Ginette

Le femme qui fait le ménage de nos bureaux s'appelle Nicole. Pourtant pour moi c'est Ginette. Dans sa blouse bleu clair, avec le logo de l'entreprise de nettoyage sur la poitrine, elle nage un peu Ginette. Et quand elle pousse son chariot dans le couloir, j'ai parfois l'impression qu'elle danse. Ses pieds s'impriment en petits pas réguliers dans la moquette.

Quand je suis tôt le lundi matin, parfois Ginette n'est pas encore arrivée. Je bois mon café, je lui en sert un quand elle arrive. Elle enlève ses gants roses, les pose sur un coin du bureau et mange les petits beurres du bout des lèvres. Elle me regarde en douce.

Elle ne parle pas beaucoup Nicole, au contraire de Ginette qui est un vraie pipelette. Elle me raconte sa vie.

Elle me raconte qu'elle est allée danser samedi soir, et aussi dimanche après midi.

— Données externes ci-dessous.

PR #1247, opened 2024-11-19
Support JKA models in OpenJO 

taysta:
Quickly ported from https://github.com/mvdevs/jk2mv/commit/ef336f9fcef8ddb9ec5f642166d5d3727ff73bea, https://github.com/mvdevs/jk2mv/commit/3cd7e5313fb7a8ebb5b6cfb2c236987c33298412, https://github.com/mvdevs/jk2mv/commit/14cb6c9cddc6937c9f7ce00123c300086dacf944
Tested in-game, appears to work as expected.

### DIFF
--- a/code/rd-vanilla/tr_ghoul2.cpp
+++ b/code/rd-vanilla/tr_ghoul2.cpp
@@ -3659,8 +3659,7 @@ qboolean R_LoadMDXM( model_t *mod, void *buffer, const char *mod_name, qboolean 
 	{
 		isAnOldModelFile = true;
 	}
-#endif
-#ifdef JK2_MODE
+#else
 	bool isANewModelFile = false;
 	if (mdxm->numBones == 53 && strstr(mdxm->animName, "_humanoid"))
 	{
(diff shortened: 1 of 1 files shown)


Razish (dismissed):

Daggolin (approved):
The code is exactly like on jk2mv and a quick test shows it's working. I personally would've preferred to have the additional ifdef as else, because they're mutually exclusive, depending on the target (openjk sp vs. openjo sp), but I am approving this so it can be merged.

Current:
```c
#ifndef JK2_MODE
...
#endif
#ifdef JK2_MODE
...
#endif
```

Peferred:
```c
#ifndef JK2_MODE
...
#else
...
#endif
```

When this is merged @SomaZ might have to adapt it for #1179 to keep feature parity for rd-vanilla and rd-rend2.

taysta:
I'll make that adjustment when I get home. Thanks for reviewing.

Daggolin (approved):

SomaZ (approved):

PR #1253, opened 2025-02-21
Fix spawn item error va eval

SomaZ:
There's just two arguments but three are expected. so this will hard crash.


SomaZ:
Crash can be triggered trying to load this map in SP:
https://jkhub.org/files/file/213-blueice-twilight/

Razish (approved):

taysta (approved):

Daggolin (approved):

PR #7, opened 2018-05-07
Feature/functional primitives

muratovv:
Add functional primitives of `map` and `end` for nullable types


src/main/kotlin/util/functional/bind.kt
```diff
@@ -0,0 +1,31 @@
+package util.functional
+
+/**
+ * Functional application of lambda to nullable type
+ * @return application of lambda to value or null
+ */
+fun <T, R> T?.map(map: (value: T) -> R): R? {
```
Alexey-N-Chernyshov: lambda can return nullable type
(value: T) -> R?

PR #8, opened 2018-05-09
Bump to JUnit5

Alexey-N-Chernyshov:
Bump to JUnit5 ⬆️
- Now it is possible to mock final classes
- rework all tests with JUnit5
- rename tests


src/test/kotlin/vendor/EthUsageTest.kt
```diff
@@ -0,0 +1,23 @@
...
+
+class EthUsageTest {
+
+    @Test
+    fun ethUsage() {
+        try {
+            val web3 = Web3j.build(HttpService())
+            web3.web3ClientVersion().observable().subscribe { x ->
+                val clientVersion = x.getWeb3ClientVersion()
+                print(clientVersion)
```
x3medima17: What if client is running?
Should it assert with true or false?

Alexey-N-Chernyshov: This test checks the library is loaded. So, it should always pass.

x3medima17: Maybe it is better to add explicit `assert(true)` after printing client version?

PR #15, opened 2018-05-14
add implementation of Ethereum deposit

Alexey-N-Chernyshov:
implement deposit eth

Signed-off-by: Alexey Chernyshov <alexey.n.chernyshov@gmail.com>


src/main/kotlin/main/main.kt
```diff
@@ -18,9 +18,9 @@ fun main(args: Array<String>) {
     val notary = NotaryInitialization()
 
     IrohaInitializtion.loadIrohaLibrary()
-            .flatMap { notary.init() }
-            .failure {
-                logger.logger.error { it }
-                System.exit(1)
-            }
+        .flatMap { notary.init() }
```
x3medima17: How do you format the code?

src/main/kotlin/sideChain/iroha/consumer/IrohaConverterImpl.kt
```diff
@@ -19,50 +20,57 @@ class IrohaConverterImpl {
...
+                            )
+                    }
                 }
+                txs.add(txBuilder.build())
             }
-            txs.add(txBuilder.build())
+        } catch (e: Exception) {
+            logger.error { e }
         }
         return txs
```
x3medima17: I think it is better to return `optional` here.

src/main/kotlin/main/main.kt
Alexey-N-Chernyshov: option + cmd + L

Alexey-N-Chernyshov: IntelliJ Idea settings are described here (https://kotlinlang.org/docs/reference/coding-conventions.html#applying-the-style-guide)

src/main/kotlin/sideChain/iroha/consumer/IrohaConverterImpl.kt
Alexey-N-Chernyshov: Good point, but it seems better to handle errors with RxJava2. I'll fix it.

src/main/kotlin/main/main.kt
x3medima17: The point is that I format it the same way, and I get different result :D

PR #20, opened 2018-05-20
Iroha deploy script

x3medima17:

This script runs an iroha node.
Just run `./deploy/iroha/deploy.sh`


deploy/iroha/deploy.sh
```diff
@@ -0,0 +1,25 @@
+#!/usr/bin/env bash
+
+CURDIR="$(cd "$(dirname "$0")"; pwd)"
+
+docker rm -f iroha
+docker rm -f some-postgres
+docker network create iroha-network || true
+
+docker run --name some-postgres \
```
Alexey-N-Chernyshov: I think it is better to rename to d3ledger-postgres to avoid name clashing.

deploy/iroha/deploy.sh
```diff
@@ -0,0 +1,25 @@
+#!/usr/bin/env bash
+
+CURDIR="$(cd "$(dirname "$0")"; pwd)"
+
+docker rm -f iroha
```
Alexey-N-Chernyshov: I think it should be renamed to d3ledeger-iroha to avoid name clashing.

deploy/iroha/config.docker
```diff
@@ -0,0 +1,11 @@
+{
+  "block_store_path" : "/tmp/block_store/",
+  "torii_port" : 50051,
+  "internal_port" : 10001,
+  "pg_opt" : "host=d3ledger-postgres port=5432 user=postgres password=mysecretpassword",
+  "max_proposal_size" : 10,
+  "proposal_delay" : 5000,
+  "vote_delay" : 5000,
+  "load_delay" : 5000,
+  "mst_enable" : false
```
Alexey-N-Chernyshov: We need mst, but we can enable it later if it is not tested yet well.

PR #21, opened 2018-05-21
Notary on Ethereum deposit

Alexey-N-Chernyshov:
Add logic on Ethereum side chain deposit into Notary.


src/test/notary/NotaryTest.kt
```diff
@@ -0,0 +1,107 @@
...
+        val obsEth = Observable.just<NotaryInputEvent>(custodianIntention)
+        val obsIroha = Observable.empty<NotaryInputEvent>()
+
+        val notary = NotaryImpl(obsEth, obsIroha)
+        val res = notary.irohaOutput()
+
+        res.subscribe(
+            {
+                when (it) {
+                    is IrohaOrderedBatch -> {
```
x3medima17: What if not an `IrohaOrderedBatch` arrives?

Alexey-N-Chernyshov: fixed

PR #22, opened 2018-05-23
Feature/integration test

Alexey-N-Chernyshov:
Add functions for ethereum side chain
- send Ether to the listening address
- query balance of associated Iroha account
- deposit ethereum case


src/test/integration/IntegrationTest.kt
```diff
@@ -0,0 +1,221 @@
...
+import org.web3j.protocol.core.DefaultBlockParameterName
+import org.web3j.protocol.http.HttpService
+import org.web3j.utils.Numeric
+import sideChain.iroha.IrohaInitializtion
+import sideChain.iroha.consumer.IrohaKeyLoader
+import sideChain.iroha.util.toByteArray
+import java.math.BigInteger
+
+/**
+ * Class for Ethereum sidechain infrastructrure deployment and communiation.
```
luckychess: **infrastructure** and **communication**

src/test/integration/IntegrationTest.kt
```diff
@@ -0,0 +1,221 @@
...
+            ).send()
+
+        return contract.contractAddress
+    }
+
+    /**
+     * Deploy notary smart contract
+     * @return notary smart contract address
+     */
+    private fun deployTokenSmartContract(): String {
```
luckychess: I think `deployNotarySmartContract` would be a better name.

src/test/integration/IntegrationTest.kt
```diff
@@ -0,0 +1,221 @@
...
+        println("Notary contract address: $notary")
+        println("User contract address: $user")
+    }
+
+    /**
+     * Test US transfer Ethereum.
+     * Note: Ethereum and Iroha must be deployed to pass the test.
+     * @given Ethereum and Iroha networks running and two ethereum wallets and "fromAddress" with at least 0.001 Ether
+     * (1234000000000000 Wei) and notary running
+     * @when "fromAddress" transfers 100 Wei to "toAddress"
```
luckychess: Looks like it transfers a bit more than 100 Wei :) Also @then is missing.

PR #33, opened 2018-06-05
Feature/on add peer handler

x3medima17:
Added Block Streaming client and server for IrohaChainListener


src/test/notary/IrohaBlockEmitterTest.kt
```diff
@@ -0,0 +1,100 @@
...
+
+
+    val period: Long = 1
+    val unit = TimeUnit.SECONDS
+    val expectedBlocks = 5
+    val timeout = ceil(period * expectedBlocks * 1.2).toLong()
+
+
+    @Test
+    fun emitterTest() {
```
Alexey-N-Chernyshov: please add given-when-then notation

PR #38, opened 2018-06-06
Add backbone of refund

muratovv:
Add pipeline of refund.
There are 3 steps:
* query to Iroha
* refund creation
* and signing
Each step is potentially separated task. Also, in steps implementation, we will separate those steps by own class with dependencies and interfaces.


src/main/kotlin/endpoint/eth/EthNotaryResponse.kt
```diff
@@ -13,7 +13,7 @@ sealed class EthNotaryResponse {
      */
     data class Successful(
         val ethSignature: EthSignature,
-        val ethPublicKey: EthPublicKey
+        val ethRefund: EthRefund
```
Alexey-N-Chernyshov: please, add documentation for data fields

src/main/kotlin/endpoint/eth/EthRefund.kt
```diff
@@ -0,0 +1,21 @@
...
+
+/**
+ * Type of coin in Ethereum. Possibly it will be an address
+ */
+typealias CoinType = String
+
+/**
+ * Type of amount in Ethereum
+ */
+typealias AmountType = Double
```
Alexey-N-Chernyshov: I think amount in ether is BigInteger. It seems to me that it is better to move all Ethereum data types into separate file.

src/main/kotlin/endpoint/eth/EthRefundStrategyImpl.kt
```diff
@@ -0,0 +1,71 @@
...
+
+    /**
+     * The method passes the query with transaction to Iroha and return the answer
+     * @param request - user's request with transaction hash
+     * @return Transaction which is appeared in Iroha or error
+     */
+    private fun performQuery(request: EthRefundRequest): Result<iroha.protocol.BlockOuterClass.Transaction, NotaryException> {
+        val query = ModelQueryBuilder()
+        val hashes = HashVector()
+        HashVector().add(Hash(request.irohaTx))
```
Alexey-N-Chernyshov: mb hashes.add()?

muratovv: What do you mean?

src/main/kotlin/endpoint/eth/EthRefund.kt
muratovv: Yeah, we have to investigate the type on eth side and put it here.

src/main/kotlin/notary/NotaryInitialization.kt
```diff
@@ -142,16 +143,13 @@ class NotaryInitialization {
...
             ServerInitializationBundle(CONFIG[ConfigKeys.refundPort], CONFIG[ConfigKeys.ethEndpoint]),
             mock {
-                val request = any<EthRefundContract>()
+                val request = any<EthRefundRequest>()
                 on {
                     performRefund(request)
                 } doReturn EthNotaryResponse.Successful(
                     "signature",
-                    "pub_key"
+                    EthRefund("address", "coin", 66.6)
```
Alexey-N-Chernyshov: Currently amount is BigInteger, so `BigInteger.valueOf(666)`

muratovv: The issue has been fixed already.

PR #44, opened 2018-06-13
Feature/db jooq

Alexey-N-Chernyshov:
Add whitelists for ERC20 tokens and wallets with jOOQ DB layer.


deploy/db/sql/populate.sql
```diff
@@ -0,0 +1,10 @@
+-- Populate wallets table
+INSERT INTO notary.wallets (wallet, irohausername)
+VALUES ('0x00aa39d30f0d20ff03a22ccfc30b7efbfca597c2', 'user1@notary');
```
x3medima17: Maybe it is better to store all these addresses in a separate config file?

src/test/integration/EthTokensProviderTest.kt
```diff
@@ -0,0 +1,37 @@
...
+
+/**
+ * Test Postgres ethereum ERC20 tokens provider
+ */
+class EthTokensProviderTest {
+
+    /**
+     * List all tokens in database
+     */
+    //    @Test
```
x3medima17: Looks like it is not a test

src/test/integration/EthTokensProviderTest.kt
```diff
@@ -0,0 +1,37 @@
...
+        )
+
+        DSL.using(connection).use { ctx ->
+            val tokens = Tokens.TOKENS
+
+            // read
+            ctx.select(tokens.WALLET, tokens.TOKEN)
+                .from(tokens)
+                .forEach {
+                    println(it)
```
x3medima17: No need in println in tests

Elle a pas du beaucoup dormir Ginette. Elle s'est fait un trait de noir sous les yeux.

Elle me dit que lui, au moins, il est gentil avec elle. Il ne boit pas beaucoup, il galère avec ses assedics, mais il arrive toujours à lui offrir des fleurs.

Je vois le fil de son sourire comme une vapeur au dessus d'une tasse.

Elle est en colère contre le vigile qui a piqué son fils au supermarché, un litre d'huile sous la veste à gauche, un kilo de sucre à droite.

Le patron de la pente remplit les verres de blanc de Touraine. Ça descend tout seul, dit elle en rougissant, et après on danse. Elle sert son gars dans ses bras, et il n'y a rien plus rien qui compte.

Un fois Nicole a vu un funambule à la télévision, qui marchait au dessus d'un gouffre. Elle me l'a dit cent fois, mais elle aimerait retrouver ce reportage. Avec la mer derrière, dit elle, et les grands oiseaux tout blancs qui se balancent à la hauteur du fil...

Elle ne sait qu'une seule chose du journaliste qui a filmé ces images extraordinaires : son nom, Christian Olivier.